Pour les conventions d’habilitation, il est écrit que les tarifs sont fixés sur la base de validation annuelle des budgets.

Ne serait-il pas souhaitable d’évoluer vers une fixation des tarifs selon un contrat pluriannuel d’objectifs et de moyens (CPOM) qui s’inscrirait dans une orientation de coproduction en fonction de l’analyse des besoins ?Certainement la démarche la plus sûre pour obtenir l’adéquation entre objectifs et moyens lissée sur trois ans.

Cette orientation a été soulignée par plusieurs acteurs lors de l’audition que nous avons organisée le 10 juin dernier et dont nous vous ferons parvenir le compte-rendu avant le prochain conseil.
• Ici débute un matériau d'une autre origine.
PR #5230, opened 2026-08-03
fix(xugu): recover metadata access after ordinary-user EOF

mapan0424:
## Summary
- recover Xugu metadata browsing for ordinary users when denied catalog queries surface as EOF
- keep the low-privilege USER_TABLES/USER_VIEWS fallback for table and view visibility
- query object families independently so one restricted ALL_* catalog does not hide accessible metadata
- add EOF and metadata-root regression coverage

## Validation
- `go test -count=1 ./...`
- `go test -count=1 -race ./...`
- `go build -o /tmp/dbx-xugu-agent-test .`
- Live APP_TEST validation against `SHOP_DEMO` on Xugu: databases, schemas, tables, objects, columns, indexes, constraints, foreign keys, triggers, partitions, and subpartitions returned without EOF/RPC errors.

This change is limited to `agents/drivers/xugu` and does not modify other database drivers or database data.


t8y2 (commented):
Maintainer patch added on top of `3614f318` as `d8019dea`.

Root causes: the EOF helper replayed ordinary user queries, reconnects lost the live database selected with `USE`, and the per-source object fallback ignored requested object families and omitted synonyms. The unconstrained fallback could also return low-privilege tables early and hide other accessible object families.

Patch: limited replay to metadata paths, restored the selected database before retrying metadata, normalized and respected object-type constraints, included `SYNONYM`, combined low-privilege tables with independently accessible object families, and preserved global pagination semantics.

Validation:
- `go test -count=1 ./...`
- `go test -race -count=1 ./...`
- `go build -o /tmp/dbx-xugu-pr5230 ./...`
- `git diff --check`

t8y2:
Thanks for the contribution! Merged in 06838c42, will be released in the next version.

PR #5237, opened 2026-08-03
feat: add MySQL-compatible types for GaussDB M-mode and migrate JDBC …

AndrewDi:
…plugin to Gradle

- Add MySQL-compatible types (MEDIUMINT, FLOAT, DOUBLE, TINYTEXT, MEDIUMTEXT, LONGTEXT, TINYBLOB, MEDIUMBLOB, LONGBLOB, DATETIME, YEAR, ENUM, SET, GEOMETRY) to gaussdb.yaml for M-mode support
- Make DECIMAL and NUMERIC both primary types with mutual aliases to support both A-mode and M-mode
- Replace Maven (pom.xml) with Gradle build for JDBC plugin
- Use Gradle 9.5.0 (matching agents/ convention) with Shadow plugin for fat JAR packaging


AndrewDi:
@t8y2 PTAL

t8y2 (commented):
Maintainer patch added on top of `6b44abd9` as `ebd9d5fd`.

Root causes: the Gradle shadow JAR name did not match the packaging scripts, Gradle selected SLF4J 2.0.18 instead of the Maven-era 1.7.36 API, the JDBC CI job still requested Maven caching after removing `pom.xml`, and the packaging version parser was not portable to macOS `sed`. The generic GaussDB dialect also advertised `ENUM` and `SET` outside a mode-aware type boundary.

Patch: restored the expected unversioned shadow JAR, strictly constrained SLF4J API 1.7.36, moved CI to Java 21 with Gradle caching, made version parsing POSIX-portable, and removed the unsafe generic `ENUM`/`SET` entries.

Validation:
- `./gradlew test shadowJar`
- dependency insight resolves `slf4j-api` to 1.7.36
- `./package.sh`
- verified `build/libs/dbx-jdbc-plugin-all.jar` and `dist/dbx-jdbc-plugin-0.1.26.zip`
- `git diff --check`

t8y2 (commented):
Follow-up maintainer patch on the current head `21559357`.

The approved CI run reached the JDBC version guard and proved another Maven-to-Gradle migration gap: both the CI guard and release automation still read or copied `plugins/jdbc/pom.xml`.

Patch:
- read and update the plugin version in `build.gradle`
- keep `manifest.json` synchronized as the explicit version-change signal
- update release commit, Java 21/Gradle cache, version read, and asset packaging paths
- add focused Node tests for Gradle parsing, mismatch detection, automatic patch bumps, and explicit bumps

Validation:
- `node --test .github/scripts/jdbc-plugin-version.test.mjs` (4 passed)
- `node .github/scripts/check-jdbc-plugin-version.mjs HEAD~0 HEAD`
- `./plugins/jdbc/gradlew -p plugins/jdbc test shadowJar`
- `./plugins/jdbc/package.sh`
- release workflow YAML parse and `git diff --check`

t8y2 (commented):
The current head `ee9a3452` also migrates the existing `packages/app-tests/jdbcPluginRelease.test.ts` coverage from the removed Maven inputs to Gradle inputs. The focused file now passes all 9 tests locally, and no `pom.xml` assumptions remain in that coverage.

t8y2:
Thanks for the contribution! Merged in 1dd005db, will be released in the next version.

PR #5247, opened 2026-08-03
Feat/gaussdb multi host

AndrewDi:
GaussDB支持添加多主机地址
image


AndrewDi:
@zipg PTAL

t8y2 (dismissed):
request changes: the multi-host representation still has three correctness/security issues.

1. `crates/dbx-core/src/models/connection.rs:983` decides whether ports are embedded solely by checking for a comma. A valid single-node host-list value such as `db.example.com:5432` has no comma, so serialization appends the scalar port again and produces an invalid endpoint. Please parse host entries structurally instead of using comma presence as the representation test, and cover one-node plus multi-node forms.

2. `crates/dbx-core/src/connection.rs:4639` probes only the first node. This makes connection testing fail whenever the first node is down even though a later node is reachable, defeating the failover semantics that this PR adds. Please probe the nodes using the same failover order/timeout policy as the real connection path and add a first-node-down regression test.

3. `apps/desktop/src/lib/connection/connectionPresentation.ts:34` redacts each hostname but returns every real per-node port unchanged. The single-host redacted endpoint deliberately hides the port, so the multi-host path now leaks information that the redacted UI is expected to conceal. Please replace each embedded port with the redacted marker and cover IPv4, hostname, and bracketed IPv6 lists.

AndrewDi:
@t8y2 already fix issue

t8y2 (commented):
Maintainer patch `f8603c37b` fixes single-host serialization while preserving multi-host support.

Root cause: the UI always embedded the port in `host`, while core only treated comma-separated values as multi-host. A single `db.example.com:5432` was therefore parsed as an IPv6-like host and received a second port.

Fix: single-node configs keep host and port separate; legacy single `host:port` values are normalized; multi-host values retain embedded ports; bracketed IPv6 is handled consistently by form parsing, URL creation, endpoint probing, and presentation.

Checks: frontend tests (14), `pnpm typecheck`, focused Rust GaussDB URL/probe tests (4), `cargo fmt --check`, and `git diff --check` passed.

t8y2 (commented):
Maintainer follow-up: fixed the CI formatting failure only. The previously reviewed behavior and targeted validation are unchanged, and formatter checks now pass on this exact head.

t8y2:
Thanks for the contribution! Merged in 336fbe094, will be released in the next version.

PR #31, opened 2016-07-03
Fix the link to SUMMARY.md

Javix:
Use the relative path to be able to navigate to `parent` chapters


Javix:
It seems like `master`has already this implemented (strange,  how could I miss that, it didn't work properly on my Mac ...

PR #39, opened 2016-07-13
Cucumberdocs modified as per suggestions

gmk1217:
As per Aslak suggestions, I modified the documents.


aslakhellesoy:
We can't use copyrighted images, ref c1a73792fe0e06cb3b693631ef0f0afa64c70c3e

gmk1217:
Cant we use PC below the image...or at the end of the page

aslakhellesoy:
Please don't group several document changes into the same PR. See 783928efa64e52e64cd0fa218a4e86b6b91eeb6a and c4a842c83fa0b3216ce010d6507e17a629d52a19.

Once you have created a pull request you can continue to push new commits to the pull request's branch whenever you're addressing feedback comments. Don't create a new PR to addres them.

In this case I suggest you start over with new branches and pull requests since it's a little messy now.

    git checkout master
    git checkout -b docs-selenium
    git add [selenium related docs]
    git commit
    git push
    [create a PR]

Repeat the process for the other (unrelated docs).

Whenever you need to fix comments from us, update your existing PR:

    git checkout docs-selenium
    git add [the files you changed]
    git commit
    git push

gmk1217:
My bad, i was following the wrong way.
Thnx, will follow these steps

aslakhellesoy:
> Cant we use PC below the image...or at the end of the page

Sorry, what is "PC"?

All creations are copyright by default, even without an explicit © sign, unless it's made explicit in writing that copying is allowed. Copying by anyone else than the copyright holder is illegal. See http://www.templetons.com/brad/copymyths.html

We should avoid using 3rd party images unless they have an explicit license (like creative commons) that permits copying. 

Even when it's allowed we should avoid it since we want to have a consistent look and feel for the docs.

gmk1217:
PC: picture courtesy

aslakhellesoy:
No, we'd still be infringing copyright (unless the pic has a license permitting copying).

gmk1217:
ok will delete those

PR #34, opened 2016-07-06
Add tags

belgoros:
Adds a tags topic.

PR #42, opened 2016-07-14
Add step definitions

belgoros:
Adds step definitions sections extracted as suggested in https://github.com/cucumber/cucumber/pull/34

### DIFF
--- a/SUMMARY.md
+++ b/SUMMARY.md
@@ -66,7 +66,7 @@
 * [Gherkin](docs/gherkin.md)
   * [Feature](docs/gherkin.md#feature)
   * [Scenario](docs/gherkin.md#feature)
-  * [Given/When/Then (Steps)](docs/gherkin.md#steps)
+  * [Given/When/Then (Steps)](docs/step_definitions.md#steps)
   * [Tags](docs/tags.md)
   * [Background](docs/gherkin.md#background)
   * [Scenario Outline](docs/gherkin.md#background)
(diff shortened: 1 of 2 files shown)


jbpros:
Thanks @Javix. I find this PR must easier to parse as it's focussed on a single topic and the updated table of content. Please keep doing that, that's really good :)

I think there is more to say about steps (what they represent, what do `Given`, `When` and `Then` mean, `And` and `But`, the sequential nature of steps, etc.) before introducing step definitions. That's why I think it would be better to keep the steps docs in the gherkin section. If you don't know what else to write about steps, I'd be happy to help you with that.

Could you move the steps section to `gherkin.md` and make a separate PR for the step definitions?

Javix:
@jbpros Thank you. As @aslakhellesoy already mentioned it in #34 
>Step definitions don't belong in this document. Please move to a separate step-definitions.md doc, in a separate PR.


I had to move the **Step definitions** section to a separate PR #42 . May be I misunderstood what exactly I had to move: **Step definitions** only or the entire **Steps** section including the **Step definitions** ? If so, I'll move **Steps** to back `gherkinh.md`, add the link to **Step definitions**  which is already in a `step_definitions.md`and in a separate PR #42 . Thank you.

Javix:
I added more description to `Given`, `When`, `Then` steps, added the content for `And` and `But` steps as well as asterisk character. It the content is OK, I could move Steps section (only) to `gherkin.md` and keep only **step definitions** content here.

gavvvr:
The info about asterisk-notation for step-definition shoud be moved to `gherkin.md` asap. As a Cucumber user I had to ask on Stack Overflow to discover how else i can define steps besides using a set of reserved keywords.

PR #67, opened 2016-09-01
Add tag expressions for ruby

nodo:
## Summary

Implements tag expressions for ruby.

## Motivation and Context

Related issues:
- https://github.com/cucumber/cucumber/issues/60
- https://github.com/cucumber/cucumber-ruby/issues/1003

## How Has This Been Tested?

The changes implements rspec unit tests and coverage reporting. The tests are similar to tag-expressions for javascript and java versions.

## Types of changes
-  New feature (non-breaking change which adds functionality).

## Checklist:


nodo:
@aslakhellesoy I have implemented tag-expressions-ruby. It is working and almost ready to be mirrored as a gem.

I have a doubt regarding the naming convention. At the moment, the gem is called "tag-expressions-ruby". However, it will be required by the code as "tag_expressions_ruby" (with underscores). Besides, the main module is called `TagExpressions`. 

Do you have a convention to follow in cucumber? Or do you have a suggestion regarding this point?

Looking forward to see your comments and improve the code.

mattwynne:
Awesome work @nodo.

Regarding names, I suggest we put this into a `Cucumber` namespace, so the require statements become `cucumber/tag_expressions`.

The idiomatic way to name the gem itself would then be `cucumber-tag_expressions`. That might look a bit awkward, but I think it's fine.

WDYT? @aslakhellesoy?

tag-expressions/ruby/lib/tag_expressions_ruby/expressions.rb
```diff
@@ -0,0 +1,63 @@
+module TagExpressions
```
mattwynne: I suggest this file moves to `lib/cucumber/tag_expressions`, and we add the `module Cucumber` around this `TagExpressions` module.

nodo:
Thanks @mattwynne !

I totally agree with your suggestion. I have changed the naming, but I am happy to discuss further.

tag-expressions/ruby/lib/cucumber/tag_expressions/parser.rb
```diff
@@ -0,0 +1,120 @@
+require 'cucumber/tag_expressions/expressions.rb'
+
+# Array monkey-patch
+class Array
```
mattwynne: We load Cucumber into the same Ruby process as other people's code, so we try to avoid adding monkey patches (there is some legacy code that does, but it's something we don't do in new code).

I suggest creating a decorator using [SimpleDelegator](https://hashrocket.com/blog/posts/using-simpledelegator-for-your-decorators) that you can use to create Arrays decorated with this method. You could call it `PoppableArray` or something.

aslakhellesoy:
Rebased and merged in f64f7a5fb7bfba0c0b44027e3bb3af2adb3f4e8c. I took the liberty to remove the monkey patch in 55092fe1fde0b023719c3221fa59a41b17c2e34e.

Excellent work @nodo - I like how it follows the original implementation while adopting a few rubyisms to make it more idiomatic. Enjoy the commit bit!

This is a tiny library, so straying from the structure of the other libraries is not a problem. For bigger libraries (like Cucumber Expressions) I think it's better to keep exactly the same structure, even if it means non-idiomatic code. That makes maintenance easier for people who aren't fluent in every language.

I'll see if I can push a gem :-)

aslakhellesoy:
I forgot to mention:

* https://travis-ci.org/cucumber/tag-expressions-ruby
* github.com/cucumber/tag-expressions-ruby (read-only mirror)

nodo:
Thanks @aslakhellesoy and @mattwynne . Really happy you like it!

Just a minor point, there is a typo in the description of the repository:
```
[READ-ONLY] Tag Expression Parser for Java - subtree of monorepo https://github.com/cucumber/cucumber
```
Java -> Ruby

aslakhellesoy:
Thanks @nodo - fixed the description

PR #71, opened 2016-09-14
[html-formatter] Use ESLint

aslakhellesoy:
This PR sets up [ESLint](http://eslint.org/) for html-formatter

### DIFF
--- a/html-formatter/nodejs/.eslintrc.yml
+++ b/html-formatter/nodejs/.eslintrc.yml
@@ -1,0 +1,12 @@
+root: true
+
+parserOptions:
+  sourceType: module
+
+plugins:
+  - node
+  - react
+extends:
+  - eslint:recommended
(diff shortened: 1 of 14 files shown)


mattwynne:
@aslakhellesoy are we using labels or issue name prefixes to separate these issues out? When I get an email notification I can't see tags, so I'd like to stick to using prefixes if that's OK with the rest of us?

aslakhellesoy:
I think we should use both, because:

* prefix, because what you said
* label, because it makes triage and filtering using the github UI a lot easier

New contributors are likely to not set any of them, so contributors should go in and add prefixes and labels when they are missing.

aslakhellesoy:
I also use prefixes in commit messages (except when I forget!)

mattwynne:
Sounds good.

PR #87, opened 2016-10-16
[cucumber-expressions] handle optional groups in regexp.

brasmusson:
## Summary

To be able to handle optional groups in regexp, null should be transformed to null.

## Details

[Java] When performing a constructor transform on the value null, the transformed object should also be null.

## Motivation and Context

To be able to use cucumber-expressions in Cucumber-JVM optional groups in regexps ([like this](https://github.com/cucumber/cucumber-jvm/blob/master/jruby/src/test/resources/cucumber/runtime/jrubytest/stepdefs.rb#L33-L35)) need to be handled. Currently the Java implementation throws a "Failed to invoke `new String("null")`" instead.

## How Has This Been Tested?

- [X] Tests are included
- [X] Has been tested with Cucumber-JVM (the stepdef linked above)

## Types of changes

## Checklist:

- [X] My change does not requires a change to the documentation.

### DIFF
--- a/cucumber-expressions/examples.txt
+++ b/cucumber-expressions/examples.txt
@@ -13,3 +13,7 @@ I have 22 cukes in my belly now
 /I have (-?\d+) cukes? in my (.*) now/
 I have 1 cuke in my belly now
 [1,"belly"]
+---
+/^Something( with an optional argument)?$/
+Something
+[null]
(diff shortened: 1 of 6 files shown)


aslakhellesoy:
LGTM!

PR #99, opened 2016-12-18
tag-expressions: (Java) Make the jar a bundle to support osgi.

brasmusson:
## Summary

Build the tag-expressions jar as a OSGi bundle.

## Details

* Declare the packaging type as `bundle`
* Use the `maven-bundle-plugin` to create the manifest according to the OSGi requirement.
 
## Motivation and Context

cucumber/cucumber-jvm#873 added support to execute Cucumber-JVM in OSGi containers. To not lose that ability when using the tag-expression library in Cucumber-JVM, the tag-expressions jar need to be built as an OSGi bundle.

## How Has This Been Tested?

I have locally run the [pax-exam example of Cucumber-JVM](https://github.com/cucumber/cucumber-jvm/tree/master/examples/pax-exam), which exemplifies testing OSGi bundles, successfully with these changes.

## Types of changes

### DIFF
--- a/tag-expressions/java/pom.xml
+++ b/tag-expressions/java/pom.xml
@@ -4,7 +4,7 @@
     <groupId>io.cucumber</groupId>
     <artifactId>tag-expressions</artifactId>
     <version>1.0.0</version>
-    <packaging>jar</packaging>
+    <packaging>bundle</packaging>
     <name>Cucumber Tag Expressions</name>
     <description>Parses boolean infix expressions</description>
     <url>https://github.com/cucumber/tag-expressions-java</url>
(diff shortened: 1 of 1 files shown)


mattwynne:
@aslakhellesoy @brasmusson how do we get this released?

aslakhellesoy:
@mattwynne please always update the History/CHANGELOG when you merge a PR - otherwise consumers have a hard time knowing what's new in a given release.

In this case, tag-expressions doesn't even have a change log, so that needs to be added too.

mattwynne:
@aslakhellesoy noted. Are you able to make a release? Is seems a lot of other stuff depends on this.

aslakhellesoy:
I'll make a release when I find some spare cycles.

PR #102, opened 2017-01-16
[cucumber-expressions] Handle multiple capture group regexps for matching

gpichot:
## Summary

When creating a new transform with multiple capture group regexps, cucumber fail to match expressions that are not using the first capturing regexp.

For instance, a transform with the captureGroupRegexps with the value ['red', 'yellow'] would fail to match an expression containing yellow.

## Details
The matching expression is now a disjonction of all the capturing regexps using non capturing group (with `(?:...)`).

## Motivation and Context

I had an issue when using multiple regexps for the same transform as it was only matching the first one. This commit fix it.

## How Has This Been Tested?

I added one test that use the second regexp of the `captureGroupRegexps` option of a transform (and that is not matching a subset of the first regexp).

## Types of changes

## Checklist:

### DIFF
--- a/cucumber-expressions/javascript/src/cucumber_expression.js
+++ b/cucumber-expressions/javascript/src/cucumber_expression.js
@@ -41,7 +41,7 @@ class CucumberExpression {
       this._transforms.push(transform)
 
       const text = expression.slice(matchOffset, match.index)
-      const captureRegexp = `(${transform.captureGroupRegexps[0]})`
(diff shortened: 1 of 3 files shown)


aslakhellesoy:
Thanks for this! I'll merge it as after I've implemented a Java and Ruby implementation too.

aslakhellesoy:
What a great patch @gpichot - really well done.

gpichot:
Thanks for the merge @aslakhellesoy ! :)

Concernant les places en établissements avec une habilitation à l’aide sociale, il est rappelé ici qu’elles représentent aujourd’hui 65% du parc disponible dans le secteur personnes âgées.

Il faut veiller d’une part à maintenir un niveau suffisant pour garantir un accès aux publics les plus modestes et d’autre part à la solidarité territoriale pour l’organisation spatiale des places habilitées.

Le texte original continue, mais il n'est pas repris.